Your assignment
In the material below, list every line carrying the string "main".

Information shown
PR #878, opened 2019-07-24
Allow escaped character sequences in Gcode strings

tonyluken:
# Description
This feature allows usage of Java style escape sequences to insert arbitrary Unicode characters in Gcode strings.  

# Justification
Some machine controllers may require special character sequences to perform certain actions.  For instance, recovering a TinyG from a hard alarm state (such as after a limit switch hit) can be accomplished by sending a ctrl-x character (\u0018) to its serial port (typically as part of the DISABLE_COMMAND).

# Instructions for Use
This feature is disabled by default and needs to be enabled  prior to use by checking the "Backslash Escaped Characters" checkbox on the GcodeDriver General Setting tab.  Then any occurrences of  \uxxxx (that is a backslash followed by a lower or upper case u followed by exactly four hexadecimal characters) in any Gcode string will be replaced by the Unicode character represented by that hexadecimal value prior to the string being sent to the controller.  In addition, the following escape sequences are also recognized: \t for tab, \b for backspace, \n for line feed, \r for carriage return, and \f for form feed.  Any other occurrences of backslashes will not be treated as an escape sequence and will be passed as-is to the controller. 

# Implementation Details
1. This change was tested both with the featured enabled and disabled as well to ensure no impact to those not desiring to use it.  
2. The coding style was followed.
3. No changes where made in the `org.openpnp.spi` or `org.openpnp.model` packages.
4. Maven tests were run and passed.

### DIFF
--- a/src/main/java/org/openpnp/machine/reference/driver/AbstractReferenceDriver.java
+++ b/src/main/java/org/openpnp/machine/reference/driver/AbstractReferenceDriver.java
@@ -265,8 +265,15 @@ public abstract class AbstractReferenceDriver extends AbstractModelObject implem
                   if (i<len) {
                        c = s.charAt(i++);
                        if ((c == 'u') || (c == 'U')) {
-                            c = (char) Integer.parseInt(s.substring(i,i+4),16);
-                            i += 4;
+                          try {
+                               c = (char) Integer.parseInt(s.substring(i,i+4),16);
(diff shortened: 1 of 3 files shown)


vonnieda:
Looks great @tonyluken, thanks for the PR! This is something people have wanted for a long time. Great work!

==

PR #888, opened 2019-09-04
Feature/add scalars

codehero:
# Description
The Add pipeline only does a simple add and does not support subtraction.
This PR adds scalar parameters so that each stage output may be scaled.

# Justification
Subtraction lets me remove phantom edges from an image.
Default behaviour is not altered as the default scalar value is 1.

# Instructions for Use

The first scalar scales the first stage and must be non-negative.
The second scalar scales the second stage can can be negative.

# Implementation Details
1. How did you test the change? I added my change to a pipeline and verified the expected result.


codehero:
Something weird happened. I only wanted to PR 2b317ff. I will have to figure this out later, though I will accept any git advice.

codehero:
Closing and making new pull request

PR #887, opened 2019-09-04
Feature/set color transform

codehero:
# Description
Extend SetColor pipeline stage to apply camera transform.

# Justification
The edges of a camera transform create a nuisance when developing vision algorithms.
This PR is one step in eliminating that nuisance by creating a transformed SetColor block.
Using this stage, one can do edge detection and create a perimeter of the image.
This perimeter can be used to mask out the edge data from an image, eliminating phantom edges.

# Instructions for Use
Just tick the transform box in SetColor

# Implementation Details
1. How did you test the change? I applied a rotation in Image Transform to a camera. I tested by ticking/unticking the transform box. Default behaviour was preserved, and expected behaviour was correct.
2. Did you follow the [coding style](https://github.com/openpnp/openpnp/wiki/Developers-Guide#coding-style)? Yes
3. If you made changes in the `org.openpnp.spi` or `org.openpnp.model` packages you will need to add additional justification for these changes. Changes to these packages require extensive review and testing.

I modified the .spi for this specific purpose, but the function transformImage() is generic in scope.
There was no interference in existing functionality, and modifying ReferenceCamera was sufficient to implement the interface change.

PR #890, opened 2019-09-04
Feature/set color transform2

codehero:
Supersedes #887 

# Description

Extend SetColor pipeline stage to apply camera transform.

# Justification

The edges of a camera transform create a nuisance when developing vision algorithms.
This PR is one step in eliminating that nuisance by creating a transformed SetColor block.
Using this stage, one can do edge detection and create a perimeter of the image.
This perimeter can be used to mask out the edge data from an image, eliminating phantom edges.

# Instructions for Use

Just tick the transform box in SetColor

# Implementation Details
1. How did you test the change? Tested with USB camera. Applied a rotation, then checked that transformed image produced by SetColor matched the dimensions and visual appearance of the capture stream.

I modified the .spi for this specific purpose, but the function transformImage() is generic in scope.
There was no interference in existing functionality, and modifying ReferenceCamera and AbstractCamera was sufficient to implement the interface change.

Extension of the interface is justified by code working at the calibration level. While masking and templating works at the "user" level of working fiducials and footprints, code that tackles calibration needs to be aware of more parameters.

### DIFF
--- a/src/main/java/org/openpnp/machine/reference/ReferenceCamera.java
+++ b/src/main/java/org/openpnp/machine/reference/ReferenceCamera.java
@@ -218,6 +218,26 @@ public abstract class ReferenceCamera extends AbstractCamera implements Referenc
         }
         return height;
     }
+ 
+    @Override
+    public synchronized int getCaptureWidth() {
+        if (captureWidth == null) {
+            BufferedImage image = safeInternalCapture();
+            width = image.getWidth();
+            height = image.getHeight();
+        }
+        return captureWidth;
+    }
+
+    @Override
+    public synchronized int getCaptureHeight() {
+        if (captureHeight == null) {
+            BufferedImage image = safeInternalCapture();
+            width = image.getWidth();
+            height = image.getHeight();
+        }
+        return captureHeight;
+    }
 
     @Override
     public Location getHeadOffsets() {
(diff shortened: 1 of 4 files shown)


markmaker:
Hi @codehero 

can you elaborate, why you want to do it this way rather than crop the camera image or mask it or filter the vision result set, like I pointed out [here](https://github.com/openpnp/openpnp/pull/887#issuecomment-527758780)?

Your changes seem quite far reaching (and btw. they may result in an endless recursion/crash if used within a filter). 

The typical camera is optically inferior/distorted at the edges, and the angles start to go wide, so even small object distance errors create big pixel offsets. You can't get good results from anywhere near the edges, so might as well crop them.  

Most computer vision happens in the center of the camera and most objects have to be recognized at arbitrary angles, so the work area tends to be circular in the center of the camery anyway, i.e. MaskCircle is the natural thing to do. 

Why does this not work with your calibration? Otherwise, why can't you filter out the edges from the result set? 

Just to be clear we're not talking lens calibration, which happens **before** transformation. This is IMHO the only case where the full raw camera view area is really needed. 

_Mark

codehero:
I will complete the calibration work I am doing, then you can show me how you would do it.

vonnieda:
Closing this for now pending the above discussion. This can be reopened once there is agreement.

Expected answer
--- a/src/main/java/org/openpnp/machine/reference/driver/AbstractReferenceDriver.java
+++ b/src/main/java/org/openpnp/machine/reference/driver/AbstractReferenceDriver.java
--- a/src/main/java/org/openpnp/machine/reference/ReferenceCamera.java
+++ b/src/main/java/org/openpnp/machine/reference/ReferenceCamera.java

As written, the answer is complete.